Obediently the other woman rose, bowed profoundly, and swung down the long hall. I did not ask that an apartment be prepared for her, Tiye thought. But I suppose she will open Ay’s house. The whip was snaking white behind the bare heels, and Tiye, mesmerized, watched it undulate. Long after Mutnodjme had gone, she could not wrench her eyes from the floor. Finally she summoned Piha and went back to her room.

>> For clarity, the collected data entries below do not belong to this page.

PR #168, opened 2014-07-10
Added support for getting css

grom358:
Add support for getting an element's computed CSS property. https://github.com/Behat/Mink/issues/581


aik099:
This can't be merged for several reasons:

* Mink is there to emulate user activity on the page and user can't get CSS of an element and do something with it
* The CSS getting feature has no analogs in other drivers

PR #179, opened 2014-09-16
slight update to readme which makes example complete

jeremyquinton:


stof:
Closing because we will remove this example entirely in a few days in favor of the doc in https://github.com/minkphp/docs/blob/master/drivers/selenium2.rst

PR #196, opened 2015-01-07
New functions for Driver

Kuzmenkovs:


aik099:
No new functions then, @Kuzmenkovs ?

Regarding code:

The sun had lost a little of its fierce heat, but the air remained stifling. Tiye ordered a bath, and then tried to sleep, but Mutnodjme’s voice and the image of the distorted red genitals fought for prominence in her thoughts, and her heart refused to settle to a calming rhythm. But I wanted to go home to Djarukha! she protested silently. I had decided! I can do nothing, I am too old, it is too late. With anguish she remembered how cool the lily-choked lake before the blue pillars of her portico was in the gentleness of the north, how moist the air. I miss my mother, my father, she thought as her control finally gave way and she began to weep quietly. For once it is not you, Osiris Amunhotep, I long for. It is the safety of Yuya’s strong arms and the smile with which Thuyu woke me every morning. Oh, stop! she tried to berate herself. There is nothing so pathetically ridiculous as an aging woman in tears. Let them foul the bed they have made for themselves. Let me go home! But she already knew she would never see Djarukha again.

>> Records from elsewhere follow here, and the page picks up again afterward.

PR #197, opened 2015-01-24
Switch the repository structure to PSR-4

stof:
If you agree with this change @aik099, other drivers will follow


aik099:
Yes, we can strip `Behat\Mink\Driver` folder structure created for follow PSR-0. I don't know if we should touch WUnit driver because it has 2 different namespaces in it (Behat & WUnit).

stof:
I agree for WUnitDriver.

aik099:
Related to https://github.com/minkphp/Mink/pull/639.

PR #199, opened 2015-02-04
Update the driver to use findElementXpaths for Mink 1.7

stof:
This updates the driver to benefit from minkphp/Mink#633


aik099:
OK.

PR #201, opened 2015-02-21
Fix the window name test for the chrome driver

stof:
While the Firefox driver uses lowercase letters, the Chrome driver is using uppercase letters in the window name (yeah, I started running the testsuite with chromium rather than using firefox because of the Firefox 35 issue).


aik099:
OK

In the twilight she sat on the dais in the great reception hall, Mutnodjme beside her, their ministers and servants grouped around the small, flower-laden tables below. Tiye had commanded a room full of light, and hundreds of torches and lamps leaped gold in the draughts that blew between the tall
columns. A procession of tray-bearing slaves came and went from the food tasters to the gilded table, and the stewards bent from time to time to fill the wine cups. Between the dais and the floor of the hall the musicians set up a wall of clamor that screened the women’s conversation from the other diners, and dancers swayed between the tables. Tiye tried to eat, but the very sight of the rich food sickened her, and in the end she sat drinking and watching Mutnodjme demolish every course presented. Between mouthfuls her niece cast blank glances at Prince Smenkhara, eating at the foot of the dais with Beketaten, and Tiye smiled inwardly in spite of the turmoil in her mind. Mutnodjme was not as politically neutral as she pretended to be. Either that, or the situation at Akhetaten was so grave as to make everyone there a budding oracle. When the food had been consumed and such entertainment as Tiye had been able to gather had begun, she beckoned Mutnodjme closer.

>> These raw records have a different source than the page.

PR #203, opened 2015-03-05
Fixed dropTo() drop behaviour

### LINKED ISSUE #20: Drag and Drop not generating HTML5 "drop" event
See:  http://code.google.com/p/selenium/issues/detail?id=3604

Since the Selenium2Driver already uses Syn.js, I was thinking we could add synthetic events for the drag & drop, and/or update to a newer version of syn.js (from http://github.com/jupiterjs/syn)

senaria:
At the moment !this->wdSession()->buttonup() is  called before the javascript is prepared and executed, what caused the dropping to fail.

Closes #20

### DIFF
--- a/src/Behat/Mink/Driver/Selenium2Driver.php
+++ b/src/Behat/Mink/Driver/Selenium2Driver.php
@@ -887,7 +887,6 @@ JS;
         $this->wdSession->moveto(array(
             'element' => $destination->getID()
         ));
-        $this->wdSession->buttonup();
 
         $script = <<<JS
 (function (element) {
@@ -900,6 +899,8 @@ JS;
 }({{ELEMENT}}));
 JS;
         $this->withSyn()->executeJsOnElement($destination, $script);
+        
+        $this->wdSession->buttonup();
     }
 
     /**


aik099:
Have you created PR based on latest `master` branch?

senaria:
Yes it should, i forked the master repo and applied the change on that.

aik099:
I wonder why then `We can’t automatically merge this pull request.` message is shown instead of Merge button.

I see you've sent PR from `master` branch, which essentially will prevent you from sending more then 1 PR at a time.

Could you please add a test, that will prove that we no longer have this issue?

stof:
this is weird, because it tells us that there are conflicts.

aik099:
@stof , see header at https://github.com/netdudes/MinkSelenium2Driver (fork). It says it's forked from `Behat/MinkSelenium2Driver`. So it's older version of repo that we've kept for tarballs only.

The fork should be from https://github.com/minkphp/MinkSelenium2Driver instead.

aik099:
In fact tests should go to Mink repo so that we can check that all drivers support that drop event properly.

senaria:
Ah ok,

ill have a look. My colleague did the fork. I'll correct it, sorry for 
the problems.

aik099:
I'm not sure if can swap out forks and keep same PR. In next PR you'll be creating create topic branch from `master` and send PR from that topic branch please.

stof:
you don't need to recreate the fork actually (it is not important for this case). However, you should add a remote for the Mink repo locally (instead of the Behat repo), fetch the latest upstream master, and then rebase your PR on top of the latest master branch

aik099:
@senaria , it appears, that PR was closed by GitHub automatically as result of your fork removal. Please send another PR from correct fork/branch.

“Did Horemheb or your father send you to me with that abominable thing?”
Mutnodjme signaled, and a servant lifted the low table away. Sighing with satisfaction, she leaned back on her cushions. “I had forgotten how tasty beef can be when a god is not peering over one’s shoulder disapprovingly. We are not forbidden meat at court, but Pharaoh will not touch it, of course. In answer to your question, Goddess. I came of my own accord. Ay and Horemheb approved, though. They need your help. They could not tell you in dispatches, and indeed, one can scarcely speak of such things there are so many spies in the city, people who work for themselves in the hope of dropping gossip in Pharaoh’s ear and gaining favors. My cousin is easily swayed by ideas clothed in the adoring language of Aten worship.”
Mutnodjme’s every word pierced Tiye’s heart, and for a moment she hated her brother, Horemheb, all the sycophants trying to worm their way into a simple man’s affections when their own hearts were cold. Mutnodjme’s indifferent honesty was infinitely preferable. “Then tell me now what it is the great fanbearer and the mighty commander want me to do.”